**REQUIREMENT**: Gather from the material every line that contains the string "bindings".
——————
PR #3780, opened 2023-07-24
bun:sqlite gets 10% faster

Jarred-Sumner:
By being a little smarter about how JSC APIs are used, bun:sqlite gets 10% faster at returning results from sqlite

image

cc @AlexBlokh

### DIFF
--- a/src/bun.js/bindings/sqlite/JSSQLStatement.cpp
+++ b/src/bun.js/bindings/sqlite/JSSQLStatement.cpp
@@ -235,76 +235,75 @@ static void initializeColumnNames(JSC::JSGlobalObject* lexicalGlobalObject, JSSQ
     if (count == 0)
         return;
 
-    // if (count > 63) {
-    JSC::ObjectInitializationScope initializationScope(vm);
+    if (count > 63) {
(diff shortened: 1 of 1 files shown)


src/bun.js/bindings/sqlite/JSSQLStatement.cpp
```diff
@@ -1058,50 +1076,76 @@ static inline JSC::JSValue constructResultObject(JSC::JSGlobalObject* lexicalGlo
...
-            case SQLITE3_TEXT: {
-                size_t len = sqlite3_column_bytes(stmt, i);
-                const unsigned char* text = len > 0 ? sqlite3_column_text(stmt, i) : nullptr;
+        });
 
-                if (len > 64) {
-                    result->putDirectOffset(vm, i, JSC::JSValue::decode(Bun__encoding__toStringUTF8(text, len, lexicalGlobalObject)));
-                    continue;
-                }
+        result = JSC::constructEmptyObject(vm, structure);
```
Jarred-Sumner, line 1139: btw @devongovett this is an example of how to populate an object really fast from native code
——————
**RESULT OF THE EXERCISE**:
--- a/src/bun.js/bindings/sqlite/JSSQLStatement.cpp
+++ b/src/bun.js/bindings/sqlite/JSSQLStatement.cpp
src/bun.js/bindings/sqlite/JSSQLStatement.cpp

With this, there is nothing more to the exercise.